Het Hulk-gezicht van Sociaal Europa

Wie durft te beweren dat Sociaal Europa dood is en dat de Europese Unie geen zier geeft om de arbeidsomstandigheden van de werkende mensen? Op 1 augustus 2019 werd een Europese richtlijn van kracht waarvan uittredend commissaris Marianne Thyssen zei dat dit “zeer concrete en positieve effecten zal hebben voor ongeveer 200 miljoen werknemers in de EU. Dit is waar het in een sociaal Europa om gaat.”

4 min leestijd

(Door Herman Michiel, oorspronkelijk verschenen bij Ander Europa)

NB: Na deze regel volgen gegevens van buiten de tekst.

PR #13296, opened 2021-05-03
fix: resolve mismatch with types declaration and docs for resourceQuery

### LINKED ISSUE #13284: Types/Doc mismatch for resourceQuery: { not: /regex/ }
# Bug report

This is documented:

image

https://webpack.js.org/guides/asset-modules/#replacing-inline-loader-syntax

But using `not` only allows an array in TS:

https://github.com/webpack/webpack/blob/master/types.d.ts#L9336

image

And this is rejected in practice

image

See above

TS and doc are in sync, not sure which is wrong

webpack version:  5/master
Node.js version:
Operating System:
Additional tools:

bolariin:
Resolves #13284

I followed the suggestion provided and made changes accordingly

This is a bugfix

I updated the snapshot tests

No, it does not

I don't think any changes need to be made to the documentation


schemas/WebpackOptions.json
```diff
@@ -3380,23 +3380,23 @@
...
             },
             "or": {
               "description": "Logical OR.",
               "oneOf": [
                 {
-                  "$ref": "#/definitions/RuleSetConditions"
+                  "$ref": "#/definitions/RuleSetCondition"
                 }
               ]
             }
```
sokra, line 3402: Could you put the whole object with and, or, not into a separate definition `RuleSetLogicalConditions`.

This helps in generating more readable typings.

sokra (changes requested):
add a test case -> `test\configCases\rule-set`

sokra (approved):

sokra:
Thanks

PR #13306, opened 2021-05-04
Add chunkName to require.context #9184

### LINKED ISSUE #9184: Allow webpackChunkName to be specified when using require.context
## Feature request

When using `require.context` it should be possible to specify the chunk name, same as when using [magic comments](https://webpack.js.org/api/module-methods#magic-comments) with dynamic import statements.

Ie it should be possible to write (assuming a 5th argument is added to [require.context](https://webpack.js.org/api/module-methods#requirecontext) for the chunk name):
```
require.context(
  '@/views', 
  true, 
  /\.async\.vue$/, 
  'lazy',
  '[request]')
```
which should generate the same chunks as when using
```
import(
  /* webpackChunkName: "[request]" */
  `@/views/${name}.async.vue`
);
```

I would like to automatically generate a chunk for every page in a Vue app that meets a certain convention. Ideally the chunk name would be based on the page name.

A 5th argument could be added to the [`RequireContextDependencyParserPlugin`](https://github.com/webpack/webpack/blob/8a7597aa6eb2eef66a8f9db3a0c49bcb96022a94/lib/dependencies/RequireContextDependencyParserPlugin.js) to extract the chunk name and pass it into the `RequireContextDependency` options.

yes

Tofandel:
Fixes #9184 

Todo

- [ ] Add tests


Tofandel:
Failure is a random fail in all pipelines:

https://dev.azure.com/webpack/webpack/_pipeline/analytics/stageawareoutcome?definitionId=3

asos-tomp:
Would love if this could be backported to Webpack 4...

Tofandel:
First somebody needs to review this PR for webpack 5 :sweat_smile:

alexander-akait:
What is use case?

Tofandel:
@alexander-akait Described in #9184  To be able to specify chunk names (and all other comment features) when using `require.context()` in the same way you use the async `import()`, it's currently not possible to give a chunk name to files required with `require.context`

alexander-akait:
Why do not use `import()`? We are trying to reduce non JS abilities due incompatibility with ECMA modules

Tofandel:
Well, you can't match by regex with import, so this for instance:
```
  const locales = require.context('@/locales', false, /[A-Za-z0-9-_,\s]+\.json$/i);
  const vuetify = require.context('vuetify/lib/locale', false, /[A-Za-z0-9-_,\s]+\.js$/i);
```

zaqqaz:
@alexander-akait , @Tofandel  are there any updates on it ? 

There are quite a few use cases when you may need to dynamically load files by specific regex or with the dynamic value, like:

```
const importTheme = require.context(
    'codemirror/theme/',
    false,
    /\.css$/,
    'lazy',
);

// ... some-where later in you code
await importTheme(/* webpackChunkName: 'CodeEditor-theme' */ `./${theme}.css`);
// theme is ready;
```

vankop:
please use `import.meta.webpackContext`  https://github.com/webpack/webpack/pull/15446

PR #13471, opened 2021-05-30
Update browserslist in package.json

massongit:
I update `browserslist` in `package.json` so that CVE-2021-23364 will be fixed when we install `webpack` as a package.


massongit:
It doesn't seem to work with node 10, so I close it.

PR #13478, opened 2021-05-31
fix - Support lazy compilation in lazy context

bebraw:
This PR (WIP) adds support for lazy compilation in lazy contexts (i.e. `require.context`). Without this, lazy compilation experiment doesn't work for this particular use case.

Bugfix.

Yes, but the test is currently broken (likely missing something simple).

No.

Probably nothing as it's fixing behavior that's still experimental.


sokra (approved):

sokra:
Thanks

PR #13483, opened 2021-06-01
improve description for reset type flags

snitin315:

Improve description to be more specific about which option configuration.

Yes, updated snapshot.

Maybe

Nothing

### DIFF
--- a/test/__snapshots__/Cli.test.js.snap
+++ b/test/__snapshots__/Cli.test.js.snap
@@ -150,13 +150,13 @@ Object {
   "cache-immutable-paths-reset": Object {
     "configs": Array [
       Object {
-        "description": "Clear all items provided in configuration. List of paths that are managed by a package manager and contain a version or hash in its path so all files are immutable.",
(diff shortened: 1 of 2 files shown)


alexander-akait (approved):
Good idea!

test/__snapshots__/Cli.test.js.snap
```diff
@@ -150,13 +150,13 @@ Object {
   "cache-immutable-paths-reset": Object {
     "configs": Array [
       Object {
-        "description": "Clear all items provided in configuration. List of paths that are managed by a package manager and contain a version or hash in its path so all files are immutable.",
+        "description": "Clear all items provided in \\"cache.immutablePaths\\" configuration. List of paths that are managed by a package manager and contain a version or hash in its path so all files are immutable.",
```
anshumanv, line 153: can we escape `\\` and wrap it in ` `` ` instead for clarity?

anshumanv: I think escaping `\\` should be enough, rest looks good

sokra:
Thanks

PR #13533, opened 2021-06-07
perf: Remove Error.captureStackTrace from all WebpackErrors

markjm:
Closes ##13532

perf fix for errors

current error tests passing

dont think so

no>


markjm:
I ran UTs locally, but not sure if I ran all different integration tests. Seems possible that some stack messages may _slightly_ change, but lets see with this test pass

markjm:
Seems one watching test failed. Wondering if its flaky because other node versions both below and above this one are fine

markjm:
@sokra fyi - patching in this change gave us the 3second per recompile improvement I mentioned in the issue

sokra:
Thanks

PR #13555, opened 2021-06-11
perf: let Compiler worry about and manage file and context timestamps

### LINKED ISSUE #13554: High cost of addFileTimestamps and addContextTimestamps
# Bug report
In very large projects (especially those with child compilers - which our project does due to using `worker-loader`), copying these two maps can be very expensive.

`addFileTimestamps ` and `addContextTimestamps` copy huge maps on every recompile. In our project, `compiler.fileTimestamps` has around 300k entries (I believe this is mainly because all ignored files being watched still have a null entry. Additionally, copying this increases the memory cost of these maps. Since these caches are just used internally to `FileSystemInfo`, we should be able to safely share these between `new Compilations`.

(1) Run perf CPU trace of webpack compile in very large project
(2) see addFileTimestamps and addContextTimestamps take up large section of trace

Happy to sync more to show trace 1:1, but I dont think I can post our internal trace here

Ideally cost of letting compilation use these timestamps should be low. I am about to open a PR with my proposal, which I think is a very simple solution.

Integrating #13555 to our repo **improves recompile times by about 1-1.5 seconds**

webpack version:  5.38.1
Node.js version: 16.2.0
Operating System: Windows
Additional tools: -

markjm:
Closes #13554

Perf improvement, especially in watch mode

No, there are no tests in this area, but can try if needed

Technically this is a breaking change because we are changing public types. I scraped public github to see if anywhere is using this and couldnt find any, so I think it is a very safe change.

None, types are enough


markjm:
@sokra thoughts on this one?

markjm:
@sokra I am still applying this as a patch for each new WP version and finding continued perf improvement here. Any concerns with these changes that I can help address?

Thanks

lib/FileSystemInfo.js
```diff
@@ -1063,21 +1064,17 @@ class FileSystemInfo {
...
+	useFileTimestamps(map) {
+		this._fileTimestamps = map;
 		this._cachedDeprecatedFileTimestamps = undefined;
 	}
 
 	/**
 	 * @param {Map<string, FileSystemInfoEntry | "ignore" | null>} map timestamps
 	 * @returns {void}
 	 */
-	addContextTimestamps(map) {
```
alexander-akait, line 1077: I'm afraid that it is breaking change

markjm:
Hi - I am wondering what the breaking change is? You mean specifically because of the types change? or is there somewhere using this that I have not been able to find?

alexander-akait:
We rename `addFileTimestamps` and `addContextTimestamps`, but other plugins can use it

markjm:
@alexander-akait  Yea, I do understand that it is possible that the rename/change is breaking this - but there are no uses of this function across all of github so wondering if that is "non-breaking enough". I wonder if you think it might be possible to instead _add_ these functions and keep the `add` variants by adding them to the compiler's timestamp map?

I have continued to maintain this patch in our large repo to much benefit, so I think this is a valuable change if there is a way to incorporate it

alexander-akait:
@markjm We can just add new function and add deprecation for old function (soft or just in changelog) and migrate on the next api internally, so we will don't have breaking change

markjm:
I think it is safe to simply add the old functions back but not use them. Calling this function should work exactly the same in the case a plugin adds some timestamps. They will be added to the compiler timestamp map. I have updated the branch for that

sokra (approved):

sokra:
Thanks

PR #13574, opened 2021-06-16
perf: Limit frequency of LazySet flattening by shortcircuiting empty LazySets

### LINKED ISSUE #13573: Limit cost of large LazySet.addAll during summarizeDependencies
# Bug report

`summarizeDependencies` calls addAll to `fileDependencies` and a few other LazySets with a bunch of very small Sets and LazySets. When this hits the 100k mark, we flatten the set, which is very expensive. In a large project, this can happen a few times during `summarizeDependencies`. If we filter out LazySets that are empty, we have to go through flatten much less frequently.

`LazySet`'s `flatten` is called with big sets, taking a long time.

If we simply filter out empty LazySets from attempting to be merged, we have much smaller sets and much fewer flattens. With this change, our `summarizeDependencies` drops from 1.3seconds to .4seconds (times seems augmented by running CPU profiler, though).

webpack version:  5.29.0
Node.js version:  16.2.0
Operating System:  Windows
Additional tools: -

markjm:
Closes #13573
The summarizeDependencies call is very expensive in large projects because of the huge merge/flatten cycle required by LazySet. I notice that many of these LazySets are empty, so lets short circuit those to limit the number of times the `size > 100000` trigger is met for merging.

performance improvement to LazySet in large projects

yep, and also regressions show in multiple tests due to high usage of LazySet

no

no

### DIFF
--- a/lib/util/LazySet.js
+++ b/lib/util/LazySet.js
@@ -106,12 +106,11 @@ class LazySet {
 			}
 		} else {
 			if (iterable instanceof LazySet) {
-				if (!iterable._isEmpty()) {
-					this._toDeepMerge.push(iterable);
-					this._needMerge = true;
-					if (this._toDeepMerge.length > 100000) {
-						this._flatten();
-					}
+				if (iterable._isEmpty()) return this;
+				this._toDeepMerge.push(iterable);
+				this._needMerge = true;
+				if (this._toDeepMerge.length > 100000) {
+					this._flatten();
 				}
 			} else {
 				this._toMerge.add(iterable);
--- a/lib/util/LazySet.js
+++ b/lib/util/LazySet.js
@@ -24,21 +24,17 @@ const merge = (targetSet, toMerge) => {
 /**
  * @template T
  * @param {Set<Iterable<T>>} targetSet set where iterables should be added
- * @param {Array<Iterable<T> | LazySet<T>>} toDeepMerge iterables or lazy set to be flattened
+ * @param {Array<LazySet<T>>} toDeepMerge lazy sets to be flattened
  * @returns {void}
  */
 const flatten = (targetSet, toDeepMerge) => {
 	for (const set of toDeepMerge) {
-		if (set instanceof LazySet) {
-			if (set._set.size > 0) targetSet.add(set._set);
-			if (set._needMerge) {
-				for (const mergedSet of set._toMerge) {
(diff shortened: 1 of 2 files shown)


lib/util/LazySet.js
```diff
@@ -101,12 +101,14 @@ class LazySet {
 				_set.add(item);
 			}
 		} else {
-			this._toDeepMerge.push(iterable);
-			this._needMerge = true;
-			// Avoid being too memory hungry
-			if (this._toDeepMerge.length > 100000) {
-				this._flatten();
-				if (this._toMerge.size > 100000) this._merge();
+			if (!(iterable instanceof LazySet) || iterable.size) {
```
sokra, line 104: Asking a LazySet for it's size will cause a `merge` of it, which makes this operation no longer lazy. Best add a new method to ask for `isEmpty`

sokra: When checking for instanceof LazySet here I would like to avoid checking again in flatten.

Could you put only non-empty LazySets into toDeepMerge?
Other things should go directly into toMerge.
Check for overflow in the set you modified.

sokra (changes requested):

lib/util/LazySet.js
markjm: Yea, I noticed this but found perf still improved when making it lazy-ish. Anyway, I have incorporated your suggestions and added a few more test cases. Thanks for the review @sokra

markjm:
Apoligies for some commit spam - just cleaning up and collapsing commits

lib/util/LazySet.js
```diff
@@ -101,13 +105,19 @@ class LazySet {
...
 			}
 		} else {
-			this._toDeepMerge.push(iterable);
-			this._needMerge = true;
-			// Avoid being too memory hungry
-			if (this._toDeepMerge.length > 100000) {
-				this._flatten();
-				if (this._toMerge.size > 100000) this._merge();
+			if (iterable instanceof LazySet) {
+				if (!iterable._isEmpty()) {
```
sokra, line 109:
```suggestion
				if (iterable._isEmpty()) return this;
```

Otherwise `if (this._toMerge.size > 100000) this._merge();` will also run for empty sets.

sokra (changes requested):

sokra (approved):

sokra:
Thanks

De commissaris voor Werkgelegenheid en Sociale Zaken had het over de “Richtlijn betreffende transparante en voorspelbare arbeidsvoorwaarden in de Europese Unie” (*1). De ontwerptekst ervan werd in december 2017 door de Commissie gelanceerd “met het oog op het versterken van de sociale dimensie van Europa en als onderdeel van de uitrol van de Europese pijler van sociale rechten.” De richtlijn is inmiddels goedgekeurd door de Raad en door het Europees Parlement.De bedoeling was een antwoord te bieden op de’ flexibelere arbeidsverhoudingen’ en de ”atypische vormen van werk, d.w.z. alle banen die niet voltijds en voor onbepaalde tijd zijn, gaande van ‘klassiek’ deeltijdwerk tot oproepcontracten zonder gegarandeerde werkuren.” U begrijpt het al, het gaat over de kwalijke evolutie in de arbeidswereld naar nul-uurcontracten (*2), naar chaotische uurschema’s en een onvoorspelbare agenda voor de werknemer.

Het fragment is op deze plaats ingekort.